Evel Knievel's Son + a Return to The Rocket Ride to Hell! - OZY | A Modern Media Company

Evel Knievel's Son + a Return to The Rocket Ride to Hell!

Evel Knievel's Son + a Return to The Rocket Ride to Hell!

By Eugene S. Robinson


Because badass never dies.

By Eugene S. Robinson

In this occasional series, OZY takes to streets and neighborhoods across the globe to ask a simple question: “How was your day?”

Kelly Knievel
Las Vegas, Nevada

It’s fucking hot here … 112 degrees. And I’m trying to drive my kids somewhere, but I’m gearing up, as the owner of Evel Knievel’s intellectual property rights, for this September 17th thing we got going on. We got Scott Truax, this vagabond engineer who, like, lives in his car, redesigning the rocket for another try at getting over the Snake River Canyon in Twin Falls, Idaho. The same one my father tried and didn’t pull off. He’s got this professional stuntman, Eddie Braun, who must have been drinking when he agreed to this, to do it.

High-octane hellfire!

eddie kelly x2

Source Photo courtesy of Kelly Knievel

The rocket itself, and it’s like strapping yourself to a tin can, is a 10,000-horsepower rocket, and it goes from, like, zero to 300 mph in about three seconds, so you’d have to be drinking to even consider it. But Eddie, after a long career as a stuntman, wanted this to be his last stunt, so he waited 40 years for this. And Scott’s father, Robert, was my father’s engineer on it the first time around [on Sept. 8, 1974, Evel Knievel attempted the mile-long jump in a specially engineered rocket motorcycle], so he wanted to see if he could design it so he pulled it off this time. The problem the last time was that as the rocket motorcycle hit the takeoff ramp, the parachute deployed right away. It was a mistake, but it was really too dangerous to try again.
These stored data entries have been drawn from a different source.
PR #993, opened 2021-02-25
[SDN-1364] Update CNO for OVN acl audit logging

astoycos:
Changes for [SDN-1364](https://issues.redhat.com/browse/SDN-1364)

See [Enhancement](https://github.com/openshift/enhancements/pull/617) for
details on the changes

1. Allows `ovn-kubernetes.go` to digest the new API changes 

2. Adds a new sidecar container to the `ocnkube-node` daemonset named acl-audit-logging
It does the following 
        - Pipes the audit logs(which are persisted to the node at `var/log/ovn/` ) to stdout so they can be consumed by the logging 
          stack if desired 
        - Handles log rotation since COREOS doesn't include logrotate modules

### DIFF
--- a/README.md
+++ b/README.md
@@ -267,6 +267,24 @@ spec:
       ipsecConfig: {}
 ```
 
+#### Configuring Network Policy audit logging with OVNKubernetes 
+
+OVNKubernetes supports audit logging of network policy traffic events.  Add the following to the `spec:` section of the operator config: 
+
+```yaml
+spec:
+  defaultNetwork:
+    type: OVNKubernetes
+    ovnKubernetesConfig: 
+      policyAuditingConfig:
+        maxFileSize: 1
+        rateLimit: 5
+        destination: libc
+        syslogFacility: local0
+```
+
+To understand more about each field, and to see the default values check out the [Openshift api definition](https://github.com/openshift/api/blob/master/operator/v1/types_network.go#L397)
+
 ### Configuring Kuryr-Kubernetes
 Kuryr-Kubernetes is a CNI plugin that uses OpenStack Neutron to network OpenShift Pods, and OpenStack Octavia to create load balancers for Services. In general it is useful when OpenShift is running on an OpenStack cluster, as you can use the same SDN (OpenStack Neutron) to provide networking for both the VMs OpenShift is running on, and the Pods created by OpenShift. In such case avoidance of double encapsulation gives you two advantages: improved performace (in terms of both latency and throughput) and lower complexity of the networking architecture.
 
--- a/bindata/network/ovn-kubernetes/ovnkube-node.yaml
+++ b/bindata/network/ovn-kubernetes/ovnkube-node.yaml
@@ -48,12 +48,18 @@ spec:
             set -o allexport
             source "/env/${K8S_NODE}"
             set +o allexport
-          fi
+          fi  
+          
           echo "$(date -Iseconds) - starting ovn-controller"
           exec ovn-controller unix:/var/run/openvswitch/db.sock -vfile:off \
             --no-chdir --pidfile=/var/run/ovn/ovn-controller.pid \
+            --syslog-method="{{.OVNPolicyAuditDestination}}" \
+            --log-file=/var/log/ovn/acl-audit-log.log \
+            -vFACILITY:"{{.OVNPolicyAuditSyslogFacility}}" \
             -p /ovn-cert/tls.key -c /ovn-cert/tls.crt -C /ovn-ca/ca-bundle.crt \
-            -vconsole:"${OVN_LOG_LEVEL}"
+            -vconsole:"${OVN_LOG_LEVEL}" -vconsole:"acl_log:off" \
+            -vsyslog:"acl_log:info" \
+            -vfile:"acl_log:info"
         securityContext:
           privileged: true
         env:
@@ -80,12 +86,62 @@ spec:
           name: ovn-cert
         - mountPath: /ovn-ca
           name: ovn-ca
+        - mountPath: /var/log/ovn
+          name: node-log
+        - mountPath: /dev/log
+          name: log-socket
         terminationMessagePolicy: FallbackToLogsOnError
         resources:
           requests:
             cpu: 10m
             memory: 300Mi
+      - name: ovn-acl-logging
+        image: "{{.OvnImage}}"
+        command:
+        - /bin/bash
+        - -c
+        - |
+          set -euo pipefail
 
+          # Rotate audit log files when then get to max size (in bytes)
+          MAXFILESIZE=$(( "{{.OVNPolicyAuditMaxFileSize}}"*1000000 )) 
+          LOGFILE=/var/log/ovn/acl-audit-log.log
+          CONTROLLERPID=$(cat /run/ovn/ovn-controller.pid)
+
+          # Redirect err to null so no messages are shown upon rotation
+          tail -F ${LOGFILE} 2> /dev/null &
+
+          while true
+          do
+            # Make sure ovn-controller's logfile exists, and get current size in bytes 
+            if [ -f "$LOGFILE" ]; then 
+              file_size=`du -b ${LOGFILE} | tr -s '\t' ' ' | cut -d' ' -f1`
+            else 
+              ovs-appctl -t /var/run/ovn/ovn-controller.${CONTROLLERPID}.ctl vlog/reopen
+              file_size=`du -b ${LOGFILE} | tr -s '\t' ' ' | cut -d' ' -f1`
+            fi 
+            
+            if [ $file_size -gt $MAXFILESIZE ];then
+              echo "Rotating OVN ACL Log File"
+              timestamp=`date '+%Y-%m-%dT%H-%M-%S'`
+              mv ${LOGFILE} /var/log/ovn/acl-audit-log.$timestamp.log
+              ovs-appctl -t /run/ovn/ovn-controller.${CONTROLLERPID}.ctl vlog/reopen
+              CONTROLLERPID=$(cat /run/ovn/ovn-controller.pid)
+            fi
+
+            # sleep for 30 seconds to avoid wasting CPU 
+            sleep 30 
+          done
+        resources:
+          requests:
+            cpu: 10m
+            memory: 20Mi
+        terminationMessagePolicy: FallbackToLogsOnError
+        volumeMounts:
+        - mountPath: /var/log/ovn
+          name: node-log
+        - mountPath: /run/ovn/
+          name: run-ovn
       - name: kube-rbac-proxy
         image: {{.KubeRBACProxyImage}}
         command:
@@ -138,7 +194,6 @@ spec:
         - name: ovn-node-metrics-cert
           mountPath: /etc/pki/tls/metrics-cert
           readOnly: True
-
       # ovnkube-node: does node-level bookkeeping and configuration
       - name: ovnkube-node
         image: "{{.OvnImage}}"
@@ -329,6 +384,13 @@ spec:
       - name: run-ovn
         hostPath:
           path: /var/run/ovn
+      # Used for placement of ACL audit logs 
+      - name: node-log
+        hostPath: 
+          path: /var/log/ovn
+      - name: log-socket
+        hostPath: 
+          path: /dev/log
       # For CNI server
       - name: host-run-ovn-kubernetes
         hostPath:
--- a/pkg/network/ovn_kubernetes.go
+++ b/pkg/network/ovn_kubernetes.go
@@ -84,6 +84,10 @@ func renderOVNKubernetes(conf *operv1.NetworkSpec, bootstrapResult *bootstrap.Bo
 	data.Data["NetFlowCollectors"] = ""
 	data.Data["SFlowCollectors"] = ""
 	data.Data["IPFIXCollectors"] = ""
+	data.Data["OVNPolicyAuditRateLimit"] = c.PolicyAuditConfig.RateLimit
+	data.Data["OVNPolicyAuditMaxFileSize"] = c.PolicyAuditConfig.MaxFileSize
+	data.Data["OVNPolicyAuditDestination"] = c.PolicyAuditConfig.Destination
+	data.Data["OVNPolicyAuditSyslogFacility"] = c.PolicyAuditConfig.SyslogFacility
 
 	var ippools string
 	for _, net := range conf.ClusterNetwork {
@@ -240,7 +244,8 @@ func validateOVNKubernetes(conf *operv1.NetworkSpec) []error {
 	return out
 }
 
-// isOVNKubernetesChangeSafe currently returns an error if any changes are made.
+// isOVNKubernetesChangeSafe currently returns an error if any changes to immutable
+// fields are made.
 // In the future, we may support rolling out MTU or other alterations.
 func isOVNKubernetesChangeSafe(prev, next *operv1.NetworkSpec) []error {
 	pn := prev.DefaultNetwork.OVNKubernetesConfig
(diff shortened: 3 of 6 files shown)


astoycos:
/assign @russellb 

He're you can see the work I did to allow for viewing only audit logs via the sidecar container `acl-audit-logging` and also the log rotation mechanism I built in

bindata/network/ovn-kubernetes/ovnkube-node.yaml
```diff
@@ -78,12 +83,53 @@ spec:
...
+          #Get size in bytes**
+          file_size=`du -b /var/log/ovn/acl-audit-log.log | tr -s '\t' ' ' | cut -d' ' -f1`
+          if [ $file_size -gt $MaxFileSize ];then
+            echo "Rotating OVN ACL Log File"
+            timestamp=`date '+%Y-%m-%dT%H-%M-%S'`
+            mv /var/log/ovn/acl-audit-log.log /var/log/ovn/acl-audit-log.$timestamp.log
+            ovs-appctl -t /var/run/ovn/ovn-controller.$(cat /var/run/ovn/ovn-controller.pid).ctl vlog/reopen
+          fi
+
+          done
```
russellb, line 124: I'm not sure this is needed.  When I was looking at the OVN package last week, it looks like it already automatically configures logrotate to run `vlog/reopen` when rotation occurs.

Here's the upstream link to the logrotate config, but I saw it installed on my OpenShift cluster as well.

https://github.com/ovn-org/ovn/blob/master/rhel/etc_logrotate.d_ovn

or did you determine a reason why this may not work?

bindata/network/ovn-kubernetes/ovnkube-node.yaml
```diff
@@ -46,12 +46,17 @@ spec:
...
           echo "$(date -Iseconds) - starting ovn-controller"
           exec ovn-controller unix:/var/run/openvswitch/db.sock -vfile:off \
             --no-chdir --pidfile=/var/run/ovn/ovn-controller.pid \
+            --syslog-method="{{.OVNPolicyAuditDestination}}" \
+            --log-file=/var/log/ovn/acl-audit-log.log \
+            -vFACILITY:"{{.OVNPolicyAuditSyslogFacility}}" \
             -p /ovn-cert/tls.key -c /ovn-cert/tls.crt -C /ovn-ca/ca-bundle.crt \
-            -vconsole:"${OVN_LOG_LEVEL}"
+            -vconsole:"${OVN_LOG_LEVEL}" -vconsole:"acl_log:off" \
+            -vfile:"acl_log:${OVN_LOG_LEVEL}" -vsyslog:"acl_log:${OVN_LOG_LEVEL}"
```
russellb, line 59: I was surprised to see both the file and syslog configs here.  why both?

bindata/network/ovn-kubernetes/ovnkube-node.yaml
```diff
@@ -303,6 +349,16 @@ spec:
       - name: run-ovn
         hostPath:
           path: /var/run/ovn
+      # Used for placement of ACL audit logs 
+      - name: node-log
+        hostPath: 
+          path: /var/log/ovn
+      - name: log-socket
```
squeed, line 356: These should be the same - /dev/log and the journald /dev/log...

bindata/network/ovn-kubernetes/ovnkube-node.yaml
```diff
@@ -78,12 +83,53 @@ spec:
...
+          if [ $file_size -gt $MaxFileSize ];then
+            echo "Rotating OVN ACL Log File"
+            timestamp=`date '+%Y-%m-%dT%H-%M-%S'`
+            mv /var/log/ovn/acl-audit-log.log /var/log/ovn/acl-audit-log.$timestamp.log
+            ovs-appctl -t /var/run/ovn/ovn-controller.$(cat /var/run/ovn/ovn-controller.pid).ctl vlog/reopen
+          fi
+
+          done
+        securityContext:
+          privileged: true
```
squeed, line 126: Does this need to be privileged? I don't think so.

pkg/network/ovn_kubernetes.go
```diff
@@ -260,6 +264,24 @@ func fillOVNKubernetesDefaults(conf, previous *operv1.NetworkSpec, hostMTU int)
...
+
+	if sc.PolicyAuditConfig.RateLimit == nil {
+		var ratelimit uint32 = uint32(20)
+		sc.PolicyAuditConfig.RateLimit = &ratelimit
+	}
+	if sc.PolicyAuditConfig.MaxFileSize == nil {
+		var maxfilesize uint32 = uint32(50000000)
+		sc.PolicyAuditConfig.MaxFileSize = &maxfilesize
+	}
+	if sc.PolicyAuditConfig.Destination == "" {
```
squeed, line 276: You're going to want to validate that this is a destination OVN understands; you shouldn't just pass this through directly to the shell script.  (It's also a shell-script unescape exploit).

squeed: e.g. setting a facility of `$(reboot)`...

bindata/network/ovn-kubernetes/ovnkube-node.yaml
astoycos: Per our weekly meeting I was informed that the built in log rotate modules would not work out of the box with coreos images unfortunately.

bindata/network/ovn-kubernetes/ovnkube-node.yaml
astoycos: I now explicitly configure all of the ovs logging modules here 
1. Before the `ovnkube-node` container dumped all controller logs now it dumps all logs except the ACL audit logs to stdout 
2. The file output only contains ACL audit logging which is stored on node and also tailed by the `acl-audit-logging` sidecar container 
3. The feature can be configured to also send ACL audit logs to the underlying Host's journald process or over a udp socket which is when the syslog module is configured here.

bindata/network/ovn-kubernetes/ovnkube-node.yaml
astoycos: for some reason I had to had both for the host's `journald` process to pickup the logs, but I will experiment some more and try to just have one socket here.

bindata/network/ovn-kubernetes/ovnkube-node.yaml
astoycos: ACK I agree

pkg/network/ovn_kubernetes.go
astoycos: Yep I added validation on the API side of things, let me know if that's alright https://github.com/openshift/api/pull/853/files#diff-2e98c189fdf696589c6d28124557b9cf96a329e82f790b4e61209351cc68648dR382

astoycos:
API changes have landed 

/retest

README.md
```diff
@@ -267,6 +267,24 @@ spec:
...
+```yaml
+spec:
+ defaultNetwork:
+   type: OVNKubernetes
+   ovnKubernetesConfig: 
+     policyAuditingConfig:
+       maxFileSize: 1
+       rateLimit: 5
+       destination: libc
+	syslogFacility: local0
```
squeed, line 283: nit: indentation seems weird here

bindata/network/ovn-kubernetes/ovnkube-node.yaml
```diff
@@ -48,12 +48,17 @@ spec:
             set -o allexport
             source "/env/${K8S_NODE}"
             set +o allexport
-          fi
+          fi  
+          
           echo "$(date -Iseconds) - starting ovn-controller"
           exec ovn-controller unix:/var/run/openvswitch/db.sock -vfile:off \
             --no-chdir --pidfile=/var/run/ovn/ovn-controller.pid \
+            --syslog-method="{{.OVNPolicyAuditDestination}}" \
```
squeed, line 56: shouldn't these flags be passed only if audit logging is enabled?

README.md
astoycos: ACK I'll fix

bindata/network/ovn-kubernetes/ovnkube-node.yaml
astoycos: So based on the upstream work this feature is always enabled internally in ovn-k.... However it will only be activated if the user passes the required annotations on a namespace's yaml.

If the user does not manually configure the audit-logging-config all of the values will default to the values I have specified (in the case of the `--syslog-method` flag it will just default to the OVN-K default of `null`)

Therefore I think maintaining a single path with defined defaults is easier here.

pkg/network/ovn_kubernetes.go
```diff
@@ -239,6 +243,11 @@ func isOVNKubernetesChangeSafe(prev, next *operv1.NetworkSpec) []error {
 			errs = append(errs, errors.Errorf("cannot edit IPsec configuration at runtime"))
 		}
 	}
+	if pn.PolicyAuditConfig != nil && nn.PolicyAuditConfig != nil {
+		if !reflect.DeepEqual(pn.IPsecConfig, nn.IPsecConfig) {
```
squeed, line 247: why not? This seems like a perfectly reasonable thing to be able to change?

bindata/network/ovn-kubernetes/ovnkube-node.yaml
```diff
@@ -48,12 +48,17 @@ spec:
...
+            --log-file=/var/log/ovn/acl-audit-log.log \
+            -vFACILITY:"{{.OVNPolicyAuditSyslogFacility}}" \
             -p /ovn-cert/tls.key -c /ovn-cert/tls.crt -C /ovn-ca/ca-bundle.crt \
-            -vconsole:"${OVN_LOG_LEVEL}"
+            -vconsole:"${OVN_LOG_LEVEL}" -vconsole:"acl_log:off" \
+            -vfile:"acl_log:${OVN_LOG_LEVEL}" -vsyslog:"acl_log:${OVN_LOG_LEVEL}"
```
squeed, line 61: I don't think this is right - OVN_LOG_LEVEL is user-defined, and could be disabled, theoretically. Shouldn't this be constant?

bindata/network/ovn-kubernetes/ovnkube-node.yaml
squeed: Is there any way to turn off audit logging? What happens in that case?

This all is confusing. If audit logging is disabled, I would expect to see no configuration for it.

pkg/network/ovn_kubernetes.go
```diff
@@ -82,6 +82,10 @@ func renderOVNKubernetes(conf *operv1.NetworkSpec, bootstrapResult *bootstrap.Bo
 	data.Data["LISTEN_DUAL_STACK"] = listenDualStack(bootstrapResult.OVN.MasterIPs[0])
 	data.Data["OVN_CERT_CN"] = OVN_CERT_CN
 	data.Data["OVN_NORTHD_PROBE_INTERVAL"] = os.Getenv("OVN_NORTHD_PROBE_INTERVAL")
+	data.Data["OVNPolicyAuditRateLimit"] = c.PolicyAuditConfig.RateLimit
```
squeed, line 85: This is unused.

bindata/network/ovn-kubernetes/ovnkube-node.yaml
squeed: aha, I see now. audit logging is always enabled.

pkg/network/ovn_kubernetes.go
astoycos: I agree! However this is what I saw in the Docs that made me make it changesafe 

`You can only change the configuration for your default CNI network provider during cluster installation.` 

--> https://docs.openshift.com/container-platform/4.7/networking/cluster-network-operator.html#nw-operator-configuration-parameters-for-ovn-sdn_cluster-network-operator

astoycos: I can do whatever you want here though I think it should be configurable at runtime as well

pkg/network/ovn_kubernetes.go
astoycos: ACK Missed my one line change to `ovn-kube master` somehow, thanks for the catch!

bindata/network/ovn-kubernetes/ovnkube-node.yaml
astoycos: So I think for the `vfile` flag I will fix the level to `info` However the syslog flag I will keep fully configurable since it is off by default anyways

astoycos:
`ci/prow/e2e-metal-ipi-ovn-ipv6` Is broken and has been failing elsewhere consistently.

bindata/network/ovn-kubernetes/ovnkube-node.yaml
squeed: So, OVN_LOG_LEVEL is the user-defined level, set by configmap, for what should show up in stdout -> `kubectl get logs`. It has nothing to do with ACL logging.

ACL logging should be at whatever causes the logs to show up. It can probably just be fixed to `info`

pkg/network/ovn_kubernetes.go
squeed: Yes, make it reconfigurable (and update the docs, please :).

pkg/network/ovn_kubernetes.go
squeed: That's probably fine, then.

pkg/network/ovn_kubernetes.go
```diff
@@ -275,6 +284,28 @@ func fillOVNKubernetesDefaults(conf, previous *operv1.NetworkSpec, hostMTU int)
...
+	if sc.PolicyAuditConfig.RateLimit == nil {
+		var ratelimit uint32 = uint32(20)
+		sc.PolicyAuditConfig.RateLimit = &ratelimit
+	}
+	if sc.PolicyAuditConfig.MaxFileSize == nil {
+		var maxfilesize uint32 = uint32(50)
+		sc.PolicyAuditConfig.MaxFileSize = &maxfilesize
+	}
+	if sc.PolicyAuditConfig.Destination == "" {
+		var destination string = string("null")
```
squeed, line 301: no need for these two `string()` lines... can just do `sc.PolicyAuditConfig.Destination = "null"` (and a few lines down)

astoycos:
This should be good to do @squeed I will 
1. Add an e2e Test in ocp/origin
2. Fix docs for changesafe following the merge

bindata/network/ovn-kubernetes/ovnkube-node.yaml
```diff
@@ -80,12 +86,59 @@ spec:
...
+              file_size=`du -b ${LOGFILE} | tr -s '\t' ' ' | cut -d' ' -f1`
+            fi 
+            
+            if [ $file_size -gt $MAXFILESIZE ];then
+              echo "Rotating OVN ACL Log File"
+              timestamp=`date '+%Y-%m-%dT%H-%M-%S'`
+              mv ${LOGFILE} /var/log/ovn/acl-audit-log.$timestamp.log
+              ovs-appctl -t /run/ovn/ovn-controller.${CONTROLLERPID}.ctl vlog/reopen
+              CONTROLLERPID=$(cat /run/ovn/ovn-controller.pid)
+            fi
```
squeed, line 130: Sorry, one silly thing I just realized: this should sleep, even if for 15 seconds, so it's not spinning and using up the CPU.

squeed:
One silly little thing (that I should have noticed weeks ago) and this should be good to go.

astoycos:
ACK all good thanks! @squeed

astoycos:
All the failing tests are not required, and seem to be failing across all PR's pretty consistently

Using the same technology, spare parts from the first one and the same design as last time with some minor improvements, they want to give it a try. So we got clearances from local governments and the Federal Aviation Administration, and we’re working on sponsors now. I’ve no idea what it’ll be like, but I’m sure it’ll be entertaining. I used to ride myself, but crashed too many times. I remember my dad letting me sit in the old one when I was 14, and it really was like being tied to a can and looking right up at the sky. I got in the new one, and it was just as scary. I was really nervous when my father tried it, but Eddie’s financing this on a shoestring, so it’s part of a dream he’s got. But this really might not be the smartest idea. 

But, you know, when he was a kid, Eddie met my dad, so this really means something to him. When he came to ask what I think about it? I told him like I told you: Crazy, but I ain’t going to stop you. And so far he’s not being stopped.